This step-by-step guide helps you use Auto DevOps to deploy a project hosted on GitLab.com to Google Kubernetes Engine.

You are using the GitLab native Kubernetes integration, so you don't need to create a Kubernetes cluster manually using the Google Cloud Platform console. You are creating and deploying a simple application that you create from a GitLab template.

These instructions also work for a self-managed GitLab instance; ensure your own runners are configured and Google OAuth is enabled.

Configure your Google account

Before creating and connecting your Kubernetes cluster to your GitLab project, you need a Google Cloud Platform account. Sign in with an existing Google account, such as the one you use to access Gmail or Google Drive, or create a new one.

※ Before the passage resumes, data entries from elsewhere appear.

PR #2408, opened 2020-11-30
[SW-2492] Disable Kubernetes R Tests for External Backend

mn-mikke:
The R tests will  be enabled again after Sparklyr 1.5.1. due to https://github.com/sparklyr/sparklyr/issues/2832. In the external beckend a multiple --conf options needs to be passed.

### DIFF
--- a/ci/Jenkinsfile-kubernetes
+++ b/ci/Jenkinsfile-kubernetes
@@ -640,8 +640,9 @@ node("docker") {
                 withTestEnv(commons, image) {
                     // R sets deployment mode automatically
                     testRInternalBackend(registryId, master, version, sparkVersion)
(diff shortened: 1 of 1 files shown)


honzasterba (commented):
is it such a problem to keep the tests failing? if it does not prevent other tests from running I would keep this as is. this is easy to forget about

mn-mikke:
> is it such a problem to keep the tests failing? if it does not prevent other tests from running I would keep this as is. this is easy to forget about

  1. Follow the steps described in the "Before you begin" section of the Kubernetes Engine documentation to enable the required APIs and related services.
  2. Ensure you've created a billing account with Google Cloud Platform.

NOTE: Every new Google Cloud Platform (GCP) account receives $300 in credit, and in partnership with Google, GitLab is able to offer an additional $200 for new GCP accounts to get started with the GitLab integration with Google Kubernetes Engine. Follow this link and apply for credit.

Create a new project from a template

We are using a GitLab project template to get started. As the name suggests, those projects provide a bare-bones application built on some well-known frameworks.

  1. In GitLab, click the plus icon ({plus-square}) at the top of the navigation bar, and select New project.

  2. Go to the Create from template tab, where you can choose among a Ruby on Rails, Spring, or NodeJS Express project. For this tutorial, use the Ruby on Rails template.

    Select project template

  3. Give your project a name, optionally a description, and make it public so that you can take advantage of the features available in the GitLab Ultimate plan.

    Create project

  4. Click Create project.

Now that you've created a project, create the Kubernetes cluster to deploy this project to.

Create a Kubernetes cluster from within GitLab

  1. On your project's landing page, click Add Kubernetes cluster (note that this option is also available when you navigate to Operations > Kubernetes).

    Project landing page

  2. On the Add a Kubernetes cluster integration page, click the Create new cluster tab, then click Google GKE.

  3. Connect with your Google account, and click Allow to allow access to your Google account. (This authorization request is only displayed the first time you connect GitLab with your Google account.)

    After authorizing access, the Add a Kubernetes cluster integration page is displayed.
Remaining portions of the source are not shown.